I've been saying as much since it was announced that he would be team leader. Not that I have any great insight - it was pretty obvious. 

Plus it probably wasn't part of Sky's original 2012 plan for Froome to be their man for this race - surely they would never have pushed him so hard in the TdF if they were planning on him being a GC contender at the Vuelta? Entering Froome for the Vuelta appears to have been a late decision to keep him happy and stop him wanting to leave. 

d.


----------



## marinyork (28 Aug 2012)

smutchin said:


> I've been saying as much since it was announced that he would be team leader. Not that I have any great insight - it was pretty obvious.
> 
> Plus it probably wasn't part of Sky's original 2012 plan for Froome to be their man for this race - surely they would never have pushed him so hard in the TdF if they were planning on him being a GC contender at the Vuelta? Entering Froome for the Vuelta appears to have been a late decision to keep him happy and stop him wanting to leave.


 
Maybe not their plan, but why not give adapt accordingly? Everyone's been babbling on about the TDF and olympics since last year and earlier in some cases. There is and was always still going to be a vuelta and worlds anyway. After already performing outstandingly in those he's had an incredible season. 2nd in the tour de france, a stage win. 4th in the dauphine. Olympic bronze. Worth a punt. Surely whatever happens he'll learn from the experience.


----------



## PpPete (28 Aug 2012)

WTF?
No coverage on ES Player
Did they decide to have an extra rest day ?


----------



## marinyork (28 Aug 2012)

PpPete said:


> WTF?
> No coverage on ES Player
> Did they decide to have an extra rest day ?


 
Starts on British Eurosport 2 at 3pm.

Think it might be like that later in the week too. The US Tennis Open out trumps coverage for brits of cycling unfortunately.


----------



## PpPete (28 Aug 2012)

marinyork said:


> Starts on British Eurosport 2 at 3pm.
> Think it might be like that later in the week too. The US Tennis Open out trumps coverage for brits of cycling unfortunately.


 
The schedule on the "player" home page is different to the one on the main website....


----------



## marinyork (28 Aug 2012)

PpPete said:


> The schedule on the "player" home page is different to the one on the main website....


 
I can't see the full schedule for the player. 

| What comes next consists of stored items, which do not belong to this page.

PR #756, opened 2018-03-12
Add templates for callout campaigns

regiskuckaertz:
We're adding the ability for journalists in the participation team to create "Take part" campaigns, where readers can submit information that will be used in the news process.

The data is already available in the `campaigns` field of the MAPI payload, all we need is pick a "take part" campaign if there is one at all, and feed it into the templates defined in this PR.

The main template is `calloutTemplate`, defining the root of our component. It is inserted into the body of an article right after the `__BODY__`. The heading is made of a title and an optional description (`calloutTemplateDescription`). The content of a campaign is a form to submit data, and a form is a sequence of fields that may either be a textarea (`calloutTemplateText`), a file upload (`calloutTemplateFile`), a list of checkbox/radio input (`calloutTemplateMulti`, `calloutTemplateCheckbox` and `calloutTemplateRadio`) or an abstract input (`calloutTemplateInput`).

Currently waiting on a design for these so this PR should not be merged before the following boxes have been ticked off:

- [x] Add the CSS
- [x] Test locally
- [ ] Test on devices


ArticleTemplates/calloutTemplate.html
```diff
@@ -0,0 +1,11 @@
+<details class="article_callout">
+  <summary class="article_callout_heading">
+    <div class="article_callout_title">
```
hosamaly: Out of curiosity, is there a reason to prefer a class name like `article_callout_title` to multiple classes, like `article callout title`?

The launching of British Eurosport HD1 and 2 hasn't necessarily been that good for us with the loss of the third channel.


----------



## thom (28 Aug 2012)

Degenkolb again. Cobo lost time towards the end - not nearly as strong as last year.


----------



## raindog (28 Aug 2012)

thom said:


> Cobo lost time towards the end - not nearly as strong as last year.


that's an understatement 
He was off the back of the bunch that was off the back. If I didn't know better, I'd be suspicious of last year's perf.


----------



## Flying_Monkey (28 Aug 2012)

raindog said:


> that's an understatement
> He was off the back of the bunch that was off the back. If I didn't know better, I'd be suspicious of last year's perf.


 
You cynical, cynical man.


----------



## Tomi (28 Aug 2012)

Long sprint from Degenkolb, but Bouhanni didnt have a chance even though he came from behind. Cav and Greipel have a serious challenger in this young German.


----------



## thom (28 Aug 2012)

What do I know about sprinting but again Ben Swift looked to be sprinting in a much higher gear than the others.


----------



## rich p (28 Aug 2012)

So, will Froome be in a fit enough state to take some serious time in the TT out of JRod, Valv.Piti and even Contador? Will it be enough to cover his potential losses in the big hills to come?
Or has he just had a bad day and will be up to the big mountain challenges anyway?
Will JRod have the stamina to stay with the cabaza de peloton anyway when it gets long and steep?
or will Valverde for that matter?
This is really panning out to be a good race innit?


----------



## smutchin (28 Aug 2012)

thom said:


> What do I know about sprinting but again Ben Swift looked to be sprinting in a much higher gear than the others.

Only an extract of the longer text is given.